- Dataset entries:
* * *
PR #6091, opened 2025-11-02
Skip parts of the `androidtodo` test suite to try and mitigate flakiness

lihaoyi:
This CI job isn't useful right now since it's constantly flaky, hopefully reducing the scope of the test will help stabilize it. CC @vaslabs


vaslabs:
It was also broken a few commits ago, but we're moving it into its own repo, so we'll be testing it against dev builds constantly. 

(Need to update with latest changes, my PR that was just merged fixes the Cyclic issue)

lihaoyi:
@vaslabs got it, in that case I'll just remove it for now

vaslabs:
Can just remove the action as the example is used in docs, and it's working fine locally after the latest changes

vaslabs:
I've pushed a change for this https://github.com/com-lihaoyi/mill/pull/6096 if you'd agree

PR #6097, opened 2025-11-02
Update spring boot example with bom mvn deps

vaslabs:
As the finding in [my comment](https://github.com/com-lihaoyi/mill/issues/6006#issuecomment-3477921825) I think the "idiomatic" way would be to set a bom mvn dep, to match the maven and gradle setups.

Updated the examples accordingly


lefou (approved):
Using Spring BOMs is the right thing.

Issue #6109, opened 2025-11-04
Mill seems to create a `~/.mill/cache/jline` directory on Windows


lefou:
Instead, it should use the `~/.cache/mill/jline` location.

Issue #5837, opened 2025-09-11
Change the naming structure of `mill.XXXXXX` temporary files


arturaz:
Now if there's leftover files like `mill.tsDMxN` in the filesystem it's pretty hard to remove all of them. `rm mill.*` removes `mill.bat` as well, which is unwanted.

I would suggest naming them `mill-temp.XXXXXX`, so you could easily `rm mill-temp*` them.

lefou:
Other options:

* use `.mill.XXXXXX`
* create them in the final download directory as `<final-name>.XXXXXX.part`

PR #6117, opened 2025-11-05
Cleanup bootstrap scripts

lihaoyi:
* Remove github latest-release downloader, since that's a hermeticity issue that can cause nondeterminism as new github versions are released, or even as time passes and you run the command again
* Remove `No mill version specified` warning, since now we recommend people to rely on the `MILL_DEFAULT_VERSION` in the docs 
* Remove check for system-installed Mill, which adds a bunch of complexity just to save a single download 
* Remove header comment that is already out of date and impossible to maintain
* DRY up the `sed` regexes in `mill.sh` and the `sed`-emulation code in `mill.bat`
* Re-arranged the two scripts and standardized variable names so the logic happens in the same order, so they are easier to read through side-by-side and compare
* Move mill temp download to `out/mill-bootstrap-download` to fix https://github.com/com-lihaoyi/mill/issues/5837
* Added a `dist.scripts.test` windows CI job to ensure the windows code paths are covered
* Tweaked a few windows cache paths to fix https://github.com/com-lihaoyi/mill/issues/6109

Covered by unit tests, and tested manually on my macbook pro and windows microsoft surface laptop 7

### DIFF
--- a/dist/scripts/src/mill.bat
+++ b/dist/scripts/src/mill.bat
@@ -93,6 +93,7 @@ rem without bat file extension, cmd doesn't seem to be able to run it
* * *
- REQUIRED ACTION:
In the records above, how many lines include "XXXXXX"? Answer with the number alone.

- RESPONSE FOR THIS EXERCISE:
4